Discrete limbal epithelial stem cell populations mediate corneal homeostasis and wound healing

Abstract

The accessibility and transparency of the cornea permit robust stem cell labeling and in vivo cell fate mapping. Limbal epithelial stem cells (LSCs) that renew the cornea are traditionally viewed as rare, slow-cycling cells that follow deterministic rules dictating their self-renewal or differentiation. Here, we combined single-cell RNA sequencing and advanced quantitative lineage tracing for in-depth analysis of the murine limbal epithelium. These analysis revealed the co-existence of two LSC populations localized in separate and well-defined sub-compartments, termed the "outer" and "inner" limbus. The primitive population of quiescent outer LSCs participates in wound healing and boundary formation, and these cells are regulated by T cells, which serve as a niche.
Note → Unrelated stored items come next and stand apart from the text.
PR #744, opened 2020-12-01
Add prettierrc

koonpeng:
This adds a `.prettierrc.yml` file so that prettierrc config file outside the project will not get mistakenly loaded when it goes through husky/lint-staged. I also did a run of prettier and clang-format on the current files, feel free to revert the formatting commits if they are undesired.

Most of the changes are just formatting, only `.prettierrc.yml` and `package.json` changes are relevalent.


koonpeng:
The prettier formatting is conflicting with the eslint settings, even though the eslint config extends eslint-config-prettier, it still defines the incompatible rules so that overwrites them.

Do we use eslint or prettier to perform formatting? And should I change the formatting according to the current eslint or prettier rules?

minggangw:
> Do we use eslint or prettier to perform formatting? 

Personally, I prefer prettier.

> And should I change the formatting according to the current eslint or prettier rules?

+1 I'd like to format the whole codebase.

I found a article to solve the conflict that I think we could follow https://blog.theodo.com/2019/08/empower-your-dev-environment-with-eslint-prettier-and-editorconfig-with-no-conflicts/

1. Write .eslintrc.yml with:
```json
{
  "extends": ["eslint:recommended", "prettier"],
  "env": {
    "es6": true,
    "node": true
  },
  "rules": {
    "prettier/prettier": "error"
  },
  "plugins": [
    "prettier"
  ]
}
```
2. and add `eslint-plugin-prettier` as devDepenencies. I test locally and it works well :)

minggangw:
I changed our `.eslintrc.yml` to 
```json
env:
  node: true
  es6: true
globals:
  every: true
  after: true
  constantly: true
ignorePatterns: ["generated/"]
rules:
  prettier/prettier: "error"
extends: ["eslint:recommended"]
plugins: ["prettier"]
parserOptions:
  ecmaVersion: 2018
```

koonpeng:
there were some differences between the eslint rules and prettier, for example the eslint rules had `max-len: ["error", {"code": 120, "tabWidth": 2, "ignoreComments": true}]`, iirc prettier's default line length is 80 and we did not change it in args. Should I respect the prettier settings or the eslint rules?

minggangw:
I suggest we could follow the prettier rules only and remove the current ones, it seems there is always kind of possibility that mixing rules of prettier and eslint leads to conflicts.

minggangw (approved):
lgtm, thanks for enabling this!

PR #242, opened 2026-05-05
helm: align chart with bow-config schema and harden secret handling

yochze:
- fix auth.mode rendering at top level (was nested under features:, silently dropped)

In contrast, the inner peri-corneal limbus hosts active LSCs that maintain corneal epithelial homeostasis. Quantitative analyses suggest that LSC populations are abundant, following stochastic rules and neutral drift dynamics. Together these results demonstrate that discrete LSC populations mediate corneal homeostasis and regeneration.

Keywords: cornea; immune cells; limbal stem cells; limbus; lineage tracing; mathematical modeling; niche; single cell RNA sequencing; stem cell dynamics.

Figure 1:. scRNA-seq reveals corneal epithelial cell states including 2 distinct basal limbal epithelial cell populations.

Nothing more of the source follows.